=== Task requirements ===
For the data below, the lines that hold "await" should be counted; only the resulting number is expected.

(Stored records)
=== Begin Enclosure ===
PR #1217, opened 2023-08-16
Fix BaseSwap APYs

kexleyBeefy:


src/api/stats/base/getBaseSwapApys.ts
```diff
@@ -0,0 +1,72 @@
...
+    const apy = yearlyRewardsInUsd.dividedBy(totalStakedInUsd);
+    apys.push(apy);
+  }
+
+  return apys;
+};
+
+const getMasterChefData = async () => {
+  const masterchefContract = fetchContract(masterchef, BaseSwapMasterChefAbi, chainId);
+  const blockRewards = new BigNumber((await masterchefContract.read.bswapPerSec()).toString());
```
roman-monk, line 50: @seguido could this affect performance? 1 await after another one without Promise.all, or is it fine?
=== End Enclosure ===
=== Begin Enclosure ===
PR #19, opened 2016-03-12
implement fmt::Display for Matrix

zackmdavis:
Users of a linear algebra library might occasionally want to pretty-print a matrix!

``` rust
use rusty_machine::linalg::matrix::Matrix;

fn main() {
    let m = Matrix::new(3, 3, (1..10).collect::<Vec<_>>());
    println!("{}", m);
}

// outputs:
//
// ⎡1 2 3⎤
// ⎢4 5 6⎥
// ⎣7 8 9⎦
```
=== End Enclosure ===
=== Begin Enclosure ===
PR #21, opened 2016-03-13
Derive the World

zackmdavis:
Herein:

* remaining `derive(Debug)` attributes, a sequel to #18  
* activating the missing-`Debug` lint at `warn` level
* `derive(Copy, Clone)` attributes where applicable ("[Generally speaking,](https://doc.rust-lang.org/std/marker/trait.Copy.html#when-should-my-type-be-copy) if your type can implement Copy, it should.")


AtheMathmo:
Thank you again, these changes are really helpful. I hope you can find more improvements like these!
=== End Enclosure ===
=== Answer to the exercise ===
2